(Problem to solve) Look through the material below and count the lines that hold "error". Give that number by itself.

(Task inputs)
PR #1929, opened 2020-04-30
Issue 1913 - Fix standalone compilation error with std::string_view

madmongo1:
* Fix standalone compilation error with std::string_view 
* Test standalone compilation with std::string_view

### DIFF
--- a/include/boost/beast/http/impl/field.ipp
+++ b/include/boost/beast/http/impl/field.ipp
@@ -11,10 +11,14 @@
 #define BOOST_BEAST_HTTP_IMPL_FIELD_IPP
 
 #include <boost/beast/http/field.hpp>
+#include <boost/assert.hpp>
 #include <algorithm>
 #include <array>
 #include <cstring>
-#include <boost/assert.hpp>
+#if BOOST_BEAST_SEPARATE_COMPILATION
+#include <iostream>
+#endif
+
 
 namespace boost {
 namespace beast {
@@ -563,6 +567,12 @@ field
 string_to_field(string_view s)
 {
     return detail::get_field_table().string_to_field(s);
+}
+
+std::ostream&
+operator<<(std::ostream& os, field f)
+{
+    return os << to_string(f);
 }
 
 } // http
--- a/test/beast/http/field_compiles.cpp
+++ b/test/beast/http/field_compiles.cpp
@@ -1,0 +1,11 @@
+//
+// Copyright (c) 2016-2019 Vinnie Falco (vinnie dot falco at gmail dot com)
+//
+// Distributed under the Boost Software License, Version 1.0. (See accompanying
+// file LICENSE_1_0.txt or copy at http://www.boost.org/LICENSE_1_0.txt)
+//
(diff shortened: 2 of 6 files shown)


test/beast/http/field_compiles.cpp
```diff
@@ -0,0 +1,4 @@
+//
+// check that http/field.hpp compiles unaided
+//
+#include <boost/beast/http/field.hpp>
```
vinniefalco, line 4: `field.cpp` should accomplish this, no?

include/boost/beast/http/impl/field.ipp
```diff
@@ -15,6 +15,10 @@
 #include <array>
 #include <cstring>
 #include <boost/assert.hpp>
+#if BOOST_BEAST_SEPARATE_COMPILATION
+#include <iostream>
+#endif
```
vinniefalco, line 20: can we please reorder these to put all std includes last?

test/beast/http/field_compiles.cpp
vinniefalco: See:
https://github.com/boostorg/beast/blob/83fc0018a89863c6c2aa3cf932313664f8651e9b/test/beast/http/field.cpp#L11

madmongo1: no, because it pulls in the test stuff, which pulls in iostream.

I obviously tried this first.

include/boost/beast/http/impl/field.ipp
madmongo1: This would be touching more of the file than is relevant to the fix, but sure.

test/beast/http/field_compiles.cpp
vinniefalco, line 4: The file is missing the copyright notice and license. You can look at field.cpp and copy that

include/boost/beast/http/impl/field.ipp
```diff
@@ -11,10 +11,14 @@
 #define BOOST_BEAST_HTTP_IMPL_FIELD_IPP
 
 #include <boost/beast/http/field.hpp>
+#include <boost/assert.hpp>
 #include <algorithm>
 #include <array>
 #include <cstring>
-#include <boost/assert.hpp>
+#if BOOST_BEAST_SEPARATE_COMPILATION
+#include <iostream>
```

(Your response) 2